- Directed by: Algirdas Dausa Almantas Grikevičius
- Starring: Regimantas Adomaitis Juozas Budraitis
- Release date: 28 December 1968;
- Running time: 91 minutes
- Country: Soviet Union
- Languages: Russian, Lithuanian

= Feelings (1968 film) =

Feelings (Чувства, Jausmai) is a 1968 Soviet historical drama film directed by Algirdas Dausa and Almantas Grikevičius.

==Plot==
The film is set in 1944, as World War II nears its end. Kasparas, a fisherman, returns to his village, now liberated by the Red Army. During the Nazi occupation, Kasparas did not join the resistance or fight against the fascists, but he also avoided collaboration.
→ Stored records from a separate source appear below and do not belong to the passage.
PR #31551, opened 2025-02-19
doc/design: zero-downtime upgrades: milestone 1

aljoscha:
I'd like to make this available for historic context, see the first comment in the doc:

```
NOTE: At the time this was merged, we were past zero-downtime upgrades,
milestone 2 already. But we merged this so that historic context is available
in our repository of design docs. Some of the descriptions in here are half
baked, but overall the implementation followed closely what we laid out here.
```

@ParkMyCar you are closes to the adapter/0dt work, but I'm largely looking for a stamp to merge it as is. If you think this is alright.


ParkMyCar (approved):
LGTM!

aljoscha:
tyty! 🙇‍♂️

PR #31556, opened 2025-02-19
storage: remove non-feedback upsert implementation

aljoscha:
The feedback upsert implementation is now rolled out to all
environments, is required for doing 0dt upgrades, and is a prerequisite
for multi-replica UPSERT sources.

Removing the code makes sure we can't accidentally switch
implementations and get into incorrect situations.


aljoscha:
superseded by https://github.com/MaterializeInc/materialize/pull/31593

Grieving the loss of his wife and seeking to escape both his sorrow and the trauma of war, Kasparas arrives with his two children at the home of his brother, Andrius. Complicating matters, Andrius's wife harbors feelings for Kasparas.
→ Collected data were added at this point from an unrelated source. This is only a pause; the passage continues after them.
PR #31567, opened 2025-02-20
Prefix the environment role, rolebinding, and serviceaccount

alex-hunt-materialize:
Prefix the environment role, rolebinding, and serviceaccount with the `mz{resource_id}-` like all other objects created by orchestratord.

### Motivation

These objects were missed when adding prefixes earlier. Without the prefixes, there can be conflicts when running multiple materialize installations in the same namespace.

### Checklist

  No changes needed currently, but may need to be included in my upcoming migration to reconciling Materialize CRs.

### DIFF
--- a/src/cloud-resources/src/crd/materialize.rs
+++ b/src/cloud-resources/src/crd/materialize.rs
@@ -161,15 +161,15 @@ pub mod v1alpha1 {
         }
 
         pub fn service_account_name(&self) -> String {
-            self.name_unchecked()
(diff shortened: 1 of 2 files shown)


doy-materialize (commented):
is this actually necessary? they are using the materialize resource name as their name, so it's not actually possible for them to conflict with anything.

if we want to do this for consistency, we should do something like `self.name_prefixed("environmentd")` instead, since using both the prefix and the resource name together feels confusing, and will likely run into resource name length limits.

Kasparas soon learns that Andrius collaborated with the Nazis and that their home is being used to shelter enemies of the Soviet regime. Despite this revelation, Kasparas chooses to remain uninvolved. However, the situation escalates when the leader of the group, composed of Lithuanian nationalists, requests Kasparas’s help in smuggling them across the bay to Nazi-occupied Sweden. Kasparas refuses.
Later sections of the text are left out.